12. Why Reinsert? • Nodes can be merged with sibling whose area will increase the least, or entries can be redistributed. • In any case, nodes may need to be split. • Reinsertion is easier to implement. • Reinsertion refines the spatial structure of the tree. • Entries to be reinserted are likely to be in memory because their pages are visited during the search to find the index to delete.

13. Other Operations • To update, delete the appropriate index, modify it, and reinsert. • Search for objects completely contained in rectangle R. • Search for objects that contain a rectangle. • Range deletion.

14. Splitting Nodes • Problem: Divide M+1 entries among two nodes so that it is unlikely that the nodes are needlessly examined during a search. • Solution: Minimize total area of the covering rectangles for both nodes. • Exponential algorithm. • Quadratic algorithm. • Linear time algorithm.

15. Splitting Nodes – Exhaustive Search • Try all possible combinations. • Optimal results! • Bad running time!

16. Splitting Nodes – Quadratic Algorithm • Find pair of entries E1 and E2 that maximizes area(J) - area(E1) - area(E2) where J is covering rectangle. • Put E1 in one group, E2 in the other. • If one group has M-m+1 entries, put the remaining entries into the other group and stop. If all entries have been distributed then stop. • For each entry E, calculate d1 and d2 where di is the minimum area increase in covering rectangle of Group i when E is added. • Find E with maximum |d1 - d2| and add E to the group whose area will increase the least. • Repeat starting with step 3.
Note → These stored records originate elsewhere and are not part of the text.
PR #6774, opened 2020-03-27
Toolbox visibility: animate drawers, hover effect on flyout

shakao:
- Small animation on toolbox drawers when entering monaco
- Display handle on flyout hover to indicate draggable elements

toolbox-gliss

Build: https://makecode.microbit.org/app/dd487eba2ea31ef83f2e2d03e651a5bb200f24d2-1a20e6fcd0

### DIFF
--- a/webapp/src/monacoFlyout.tsx
+++ b/webapp/src/monacoFlyout.tsx
@@ -30,12 +30,14 @@ export interface MonacoFlyoutState {
     icon?: string;
     groups?: toolbox.GroupDefinition[];
     selectedBlock?: string;
+    hoverBlock?: string;
     hide?: boolean;
 }
 
 export class MonacoFlyout extends React.Component<MonacoFlyoutProps, MonacoFlyoutState> {
     protected dragging: boolean = false;
     protected dragInfo: BlockDragInfo;
+    protected lastSelected: string;
 
     constructor(props: MonacoFlyoutProps) {
         super(props);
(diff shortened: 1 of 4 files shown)


webapp/src/monacoFlyout.tsx
```diff
@@ -79,6 +81,15 @@ export class MonacoFlyout extends React.Component<MonacoFlyoutProps, MonacoFlyou
         return () => { this.setState({ selectedBlock: name != this.state.selectedBlock ? name : undefined }) };
     }
 
+    protected getBlockMouseOver = (name: string) => {
+        pxt.tickEvent("monaco.toolbox.itemmouseover", undefined, { interactiveConsent: true });
```
jwunderl: This tick should probably be in the returned fn? right now it sends the tick for every block in the flyout each time the flyout component re-renders - so opening flyout without hovering or hovering over any single snippet would send it for each.

Also, should this one count as interactiveConsent? I suppose it probably doesn't matter at the moment as I don't think we have a monaco `flyoutOnly` mode so they'd have to have clicked on the toolbox to get here, but I wouldn't think of hover as counting as consent generally

riknoll: Yeah, don't pass interactive consent here. It needs to be a click on an interactive element in the page or a link

pelikhan:
- [ ] feels a bit slow, can we try a bit faster?
- [ ] make sure to turn off in "light" mode

How do we test that this feature has any impact?

Jaqster:
I could set up some Teams calls for user testing (with/without the animation)

PR #6781, opened 2020-03-30
Update teachers.md

Isioviel:
Updated URLs for .gif files - they were pointing to an incorrect folder and therefore not showing up in the docs.


pelikhan:
Unfortunately, this is a bug with our cloud rendering engine.

PR #6785, opened 2020-03-30
turn on no shadowed variables lint rule

jwunderl:
starting as a draft as there are a bunch of minor changes / I'm starting to hit the big folders :)

the bug from https://github.com/microsoft/pxt/pull/6784 was from the data variable being clobbered by the value in the given function; when you start to get nested functions it can lead to VERY subtle bugs.

There's one case I've seen so far where this rule is definitely annoying is with implicit elses; i.e.

```typescript
function fn() {
  if (cond) {
    const a = "edge case a"  // error logged here
    // do some trivial work then bail out
    return a;
  }
  const a = "main case a"
  // do the rest of the work in this implicit else branch
  return a;
}
```

the rule gives an error on the first one because the `a` in the conditional does shadow the `a` outside of it, even if it's obvious looking at it that it's a valid case. That one's definitely annoying, but ¯\\_(ツ)_/¯

Also a minor annoying case with constructor parameter field declarations (don't know the proper name off hand, just look at the `pxteditor/localStorage.ts` change; `storageId` is a function in that file so the parameter name conflicts with that in the scope of the constructor)

### DIFF
--- a/docfiles/pxtweb/cookieCompliance.ts
+++ b/docfiles/pxtweb/cookieCompliance.ts
@@ -135,23 +135,23 @@ namespace pxt {
             }
         }
         export function report() {
-            let report = `performance report:\n`
+            let output = `performance report:\n`
             for (let [msg, time] of stats.milestones) {
                 let pretty = prettyStr(time)
-                report += `\t\t${msg} @ ${pretty}\n`
+                output += `\t\t${msg} @ ${pretty}\n`
             }
-            report += `\n`
+            output += `\n`
             for (let [msg, start, duration] of stats.durations) {
                 if (duration > 50) {
                     let pretty = prettyStr(duration)
-                    report += `\t\t${msg} took ~ ${pretty}`
+                    output += `\t\t${msg} took ~ ${pretty}`
                     if (duration > 1000) {
-                        report += ` (${prettyStr(start)} - ${prettyStr(start + duration)})`
+                        output += ` (${prettyStr(start)} - ${prettyStr(start + duration)})`
                     }
-                    report += `\n`
+                    output += `\n`
                 }
             }
-            console.log(report)
+            console.log(output)
             perfReportLogged = true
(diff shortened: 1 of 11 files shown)


jwunderl:
There are a handful of todos that I'll probably want to review tonight (either things that looked suspicious or things I wanted to double check), but for the most part it's a lot of F2 => finding a name to describe the variable and a few refactors / changes to dedup functions. Mainly just annoying because it touches so many files

cli/gitfs.ts
```diff
@@ -49,11 +49,11 @@ export async function uploadRefs(id: string, repoUrl: string): Promise<void> {
     let visited: SMap<boolean> = {};
     let toCheck: string[] = [];
 
-    await processCommit(id);
+    await processCommit(initialCommitId);
 
     await uploadMissingObjects(undefined, true);
 
-    await refreshRefs(id, repoUrl);
+    await refreshRefs(initialCommitId);
```
pelikhan, line 56: parameter gone?

jwunderl: I saw you resolved this conversation, but to clarify for anyone else the dropped parameter was just redundant with the enclosing fns parameter; did that in a few places where the same was true or the parameter was never used

pelikhan:
This is a massive PR. NEeds to be a team PR review.

pelikhan:
Unfortunately this PR is going to be outdated very soon. We should progressively fix this. Is there a way to do this by chunks?

jwunderl:
It'd probably be a pretty easy merge from master as strategy would most always be 'take remote and refix lint', but the size of the pr will always be annoying to deal with. I guess I can split into per folder prs, with tslint.json duplicated into each folder with the flag on, and then when all are fixed dedup tslints and turn the flag on in the main one?

pelikhan:
It should be a team effort to fix this.

PR #6787, opened 2020-03-31
Tutorialparsefix

pelikhan:
It turns out that markdown is merciful and eats white. spaces between back tick and the fence code session name eg. If the user makes this mistake our tutorial parsing completely breaks.

     ```      python
     x = 1
     ```
is valid.

Test both:
```python
while True:
    pass
```

with space
``` python
while True:
    pass
```

### DIFF
--- a/cli/cli.ts
+++ b/cli/cli.ts
@@ -5346,7 +5346,7 @@ export interface SnippetInfo {
 
 export function getSnippets(source: string): SnippetInfo[] {
     let snippets: SnippetInfo[] = []
-    let re = /^`{3}\s*([\S]+)?\s*\n([\s\S]+?)\n`{3}\s*?$/gm;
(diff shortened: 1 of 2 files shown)


cli/cli.ts
```diff
@@ -5346,7 +5346,7 @@ export interface SnippetInfo {
 
 export function getSnippets(source: string): SnippetInfo[] {
     let snippets: SnippetInfo[] = []
-    let re = /^`{3}([\S]+)?\s*\n([\s\S]+?)\n`{3}\s*?$/gm;
+    let re = /^`{3}\s*([\S]+)?\s*\n([\s\S]+?)\n`{3}\s*?$/gm;
```
```suggestion
    let re = /^`{3}[^\S\r\n]*([\S]+)?\s*\n([\s\S]+?)\n`{3}\s*?$/gm;
```

re: last comment, this should be 'matching any whitespace besides newline / carriage return'

pelikhan: you could just match spaces and keep it simpler.

PR #6805, opened 2020-04-02
Make the function names for python snippets match the pydeompiler

riknoll:
Fixes https://github.com/microsoft/pxt-microbit/issues/2701

I wanted to unite the code paths entirely, but it's really tough to factor out the name hint function from the pydecompiler. Instead I tweaked both of them so that they match. The following changed:

1. Snippets from the toolbox now have enum arguments appended to the end
2. Snippets from the pydecompiler now always begin with `on_`

### DIFF
--- a/pxtcompiler/emitter/service.ts
+++ b/pxtcompiler/emitter/service.ts
@@ -1624,9 +1624,10 @@ namespace ts.pxtc.service {
             return python ? "None" : "null";
         }
 
-        const args = decl.parameters ? decl.parameters
-            .filter(param => !param.initializer && !param.questionToken)
-            .map(getParameterDefault) : [];
+        const includedParameters = decl.parameters ? decl.parameters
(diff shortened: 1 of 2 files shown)


pxtcompiler/emitter/service.ts
```diff
@@ -1624,9 +1624,10 @@ namespace ts.pxtc.service {
             return python ? "None" : "null";
         }
 
-        const args = decl.parameters ? decl.parameters
-            .filter(param => !param.initializer && !param.questionToken)
-            .map(getParameterDefault) : [];
+        const includedParameters = decl.parameters ? decl.parameters
+        .filter(param => !param.initializer && !param.questionToken) : []
```
jwunderl, line 1628:
```suggestion
            .filter(param => !param.initializer && !param.questionToken) : []
```

riknoll: good nitpick!

PR #6807, opened 2020-04-02
Include a News div for new streams on OLP

ganicke:
Put in @Jaqster 's news div to announce the Digital All-Stars stream.

RE: #6804, #6749


pelikhan:
ready?

PR #6809, opened 2020-04-03
Move blockly keyboard accessibility to experiments, hook up to toolbox

shakao:
https://makecode.microbit.org/app/c2c77235b5a93533eb0d5c906d71f11751fae29a-6f11c68cc3


webapp/src/toolbox.tsx
```diff
@@ -518,31 +524,48 @@ export class CategoryItem extends data.Component<CategoryItemProps, CategoryItem
...
 
     handleKeyDown(e: React.KeyboardEvent<HTMLElement>) {
-        const { toolbox, childrenVisible } = this.props;
+        const { toolbox } = this.props;
         const isRtl = Util.isUserLanguageRtl();
 
+        const accessibleBlocksEnabled = (Blockly.getMainWorkspace() as any).keyboardAccessibilityMode;
+        const blocklyNavigationState = (Blockly.navigation as any).currentState_ as number;
+        const keyMap: { [key: string]: number } = {
+            "DOWN": accessibleBlocksEnabled ? 83 : 40, // 'S' || down arrow
```
jwunderl, line 533: So when accessibility is on, navigate toolbox with wasd, otherwise current behavior / arrow keys? I'm pretty sure this has been discussed before but was there a reason to not just handle both for the toolbox at all times? Dont think wasd would conflict with any other mappings while focus is in toolbox

shakao: i think it's confusing to have arrow keys work in the toolbox but stop working on the workspace. the two options i'd propose are: 1. "WASD" exclusively, when the experiment is on, so it's both a test of blockly's keyboard nav and of using "WASD" (vs arrow keys) 2. remap blockly to arrow keys so we're using arrow keys everywhere (sounds like this would break screen readers when blocks accessibility is on)

jwunderl: Sounds good, agree with option 1 then!

PR #6811, opened 2020-04-03
Remove leading whitespace in C++ files

mmoskal:
I'm hitting compile size limits now; this fixes in it for now.

Backend PR pending.


mmoskal:
https://github.com/microsoft/pxt/pull/6811

PR #6812, opened 2020-04-03
collapse all option

pelikhan:
In my arcade streams, the size of the blocks quickly becomes unbearable. A collapse all and format options just shrinks everything and make it easier to scale large programs.

### DIFF
--- a/pxtblocks/blocklyloader.ts
+++ b/pxtblocks/blocklyloader.ts
@@ -1550,7 +1550,7 @@ namespace pxt.blocks {
 
             if (pxt.appTarget.appTheme.blocksCollapsing) {
                 const collapseAllOption = {
-                    text: lf("Collapse All"),
+                    text: lf("Collapse Blocks"),
                     enabled: true,
                     callback: () => {
                         pxt.tickEvent("blocks.context.collapse", undefined, { interactiveConsent: true });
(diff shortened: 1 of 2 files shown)


abchatra:
Do you have uncollapse all too?

pelikhan:
I can easily add it as well. I also want to be smarter about expanding. We should try to expand in a way that minimizes overlaps (eg expand and move up for example if there is space available)

pelikhan:
And expand now

pxtblocks/blocklyloader.ts
```diff
@@ -1548,6 +1548,30 @@ namespace pxt.blocks {
             }
             options.push(formatCodeOption);
 
+            if (pxt.appTarget.appTheme.blocksCollapsing) {
+                const collapseAllOption = {
+                    text: lf("Collapse All"),
```
abchatra, line 1553: Is "Collapse Blocks" & "Expand Blocks" better name for this instead of "All"?

pelikhan:
No preference, technically we collapse events, not all blocks so that might be misleading.

abchatra:
We say "Collapse Block" & "Expand Block" for top level blocks right? That is way I thought about it. I don't have strong preference either. @shakao

pelikhan:
Collapse All Blocks? Plural is too subtle.

pelikhan:
Like delete all blocks

abchatra:
Too big in my opinion. We have "Format Blocks"

abchatra:
Delete is a risky operation. So makes sense to be clear.

abchatra:
Upto you. Ignore my comment if you don't like it.

pelikhan:
Short is better right.

PR #6819, opened 2020-04-06
Rename experiment to Accessible Blocks, default to off, add info dialog

shakao:
- Rename experiment to 'Accessible Blocks' for consistency
- Change behavior so experiment enables settings menu item (Accessible Blocks On) which defaults to off
- Add information dialog when toggling accessible blocks on, to explain keyboard commands

Fixes https://github.com/microsoft/pxt-microbit/issues/2779

### DIFF
--- a/webapp/src/accessibleblocks.tsx
+++ b/webapp/src/accessibleblocks.tsx
@@ -41,7 +41,6 @@ export class AccessibleBlocksInfo extends data.Component<{}, AccessibleBlocksInf
                     {lf("See the official Blockly Documentation for additional detail")}
                 </a></strong>
             </div>
-            
         </sui.Modal>
     }
 }
--- a/webapp/src/accessibleblocks.tsx
+++ b/webapp/src/accessibleblocks.tsx
@@ -1,0 +1,47 @@
+import * as React from "react";
+import * as data from "./data";
+import * as sui from "./sui";
+
+export interface AccessibleBlocksInfoState {
+    shown?: boolean;
+}
+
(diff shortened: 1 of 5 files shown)


webapp/src/accessibleblocks.tsx
```diff
@@ -0,0 +1,47 @@
...
+
+    render() {
+        const shown = this.state.shown;
+        if (shown) return <div />;
+        return <sui.Modal isOpen={!this.state.shown} onClose={this.handleOnClose} closeIcon={true}
+            dimmer={true} header={lf("Move, edit, and insert blocks using your keyboard")}>
+            <div className="ui equal width grid">
+                <div className="column">
+                    <h3>{lf("Navigate")}</h3>
+                    <span className="ui small">{lf("Use the WASD keys to move between blocks. Hold shift to move on the workspace.")}</span>
```
pelikhan, line 28: What is the story for non-US keyboards?

pelikhan: Could we make WASD a localized string and pick keys from there?

shakao: not handled for now--i think the hope is if they integrate screen reader support we can use the arrow keys for everything

i think the most flexible solution is probably to expose some kind of UI to let users remap the controls based on whatever keyboard they have plugged in, but i'm also hoping we can just switch to arrow keys haha

abchatra: This is experimentation feature, lets postpone this problem for now. It unrelated to this checkin

PR #6820, opened 2020-04-06
Debugger variable view improvements

riknoll:
Fixes https://github.com/microsoft/pxt-microbit/issues/2777
Fixes https://github.com/microsoft/pxt-microbit/issues/2738

This PR contains three changes

1. If the code is running, we now show a message instead of the variables from the last stack frame
2. If there are no variables visible at the current breakpoint, we now show a message instead of an empty toolbox
3. Exception messages are now displayed at the top of the variable pane when paused on an exception

And here's a GIF showing all of that off:

Probably needs a UI review

### DIFF
--- a/webapp/src/debuggerVariables.tsx
+++ b/webapp/src/debuggerVariables.tsx
@@ -86,8 +86,17 @@ export class DebuggerVariables extends data.Component<DebuggerVariablesProps, De
             variables = stackFrames[this.props.activeFrame].variables.concat(variables);
         }
 
-        return <DebuggerTable header={variableTableHeader} frozen={frozen}>
-            {this.renderVars(variables)}
+        let placeholderText: string;
+
+        if (frozen) {
+            placeholderText = lf("Code is running...");
+        }
+        else if (!variables.length) {
+            placeholderText = lf("No variables to show");
+        }
+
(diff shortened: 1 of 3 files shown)


webapp/src/debuggerVariables.tsx
```diff
@@ -77,17 +77,38 @@ export class DebuggerVariables extends data.Component<DebuggerVariablesProps, De
...
         const { globalFrame, stackFrames, frozen } = this.state;
+        const { activeFrame, breakpoint } = this.props;
         const variableTableHeader = lf("Variables");
         let variables = globalFrame.variables;
 
         // Add in the local variables.
         // TODO: Handle callstack
-        if (stackFrames && stackFrames.length && this.props.activeFrame !== undefined) {
-            variables = stackFrames[this.props.activeFrame].variables.concat(variables);
+        if (stackFrames && stackFrames.length && activeFrame !== undefined) {
```
jwunderl, line 86:
```suggestion
        if (stackFrames?.length && activeFrame !== undefined) {
```

pelikhan:
Seeing variables in slo-no would be wonderful for teaching purposes.

riknoll:
We could probably do that but it's not related to this PR

PR #7068, opened 2020-05-21
Show deprecated blocks if they're being used in a tutorial

livcheerful:
fix https://github.com/microsoft/pxt-microbit/issues/3096

I tested this with the random-range deprecated block, and the radio.receiveString() because they seem to be deprecated in different ways?

### DIFF
--- a/webapp/src/blocks.tsx
+++ b/webapp/src/blocks.tsx
@@ -1229,7 +1229,8 @@ export class Editor extends toolboxeditor.ToolboxEditor {
     }
 
     private filterBlocks(subns: string, blocks: toolbox.BlockDefinition[]) {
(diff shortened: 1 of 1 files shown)


riknoll:
Yes, that's correct. Those blocks should only show up as shadows

livcheerful:
@riknoll what is a shadow block?

riknoll:
Shadow blocks are the blocks you can't remove from inputs. In the toolbox, we use them for default values. You can place other blocks on top of them and they stay if you pull those blocks out again.

We generally try to make it so that you can't have "holes" in the program so that it always converts cleanly to text. Shadow blocks can't be removed so there will always be *something*. The exception is variable and array blocks, because those can take any type and we can't populate default values.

17. Greedy continued • Algorithm is quadratic in M. • Linear in number of dimensions. • But not optimal.

18. Splitting Nodes – Linear Algorithm • For each dimension, choose entry with greatest range. • Normalize by dividing the range by the width of entire set along that dimension. • Put the two entries with largest normalized separation into different groups. • Randomly, but evenly divide the rest of the entries between the two groups. • Algorithm is linear, almost no attempt at optimality.

19. Performance Tests • CENTRAL circuit cell (1057 rectangles) • Measure performance on last 10% inserts. • Search used randomly generated rectangles that match about 5% of the data. • Delete every 10th data item.

20. Performance

21. With linear-time splitting, inserts spend very little time doing splits. • Increasing m reduces splitting (and insertion) cost because when a groups becomes too full, the rest of the entries are assigned to the other group. • As expected, most of the space is taken up by the leaves.

22. Performance

23. Deletion cost affected by size of m. For large m: • More nodes become underfull. • More reinserts take place. • More possible splits. • Running time is pretty bad for m = M/2. • Search is relatively insensitive to splitting algorithm. Smaller values of m reduce average number of entries per node, so less time is spent on search in the node (?).

24. Space Efficiency • Stricter node fill produces smaller index. • For very small m, linear algorithm balances nodes. Other algorithms tend to produce unbalanced groups which are likely to split, wasting more space.

25. Conclusions • Linear time splitting algorithm is almost as good as the others. • Low node-fill requirement reduces space-utilization but is not siginificantly worse than stricter node-fill requirements. • R-tree can be added to relational databases.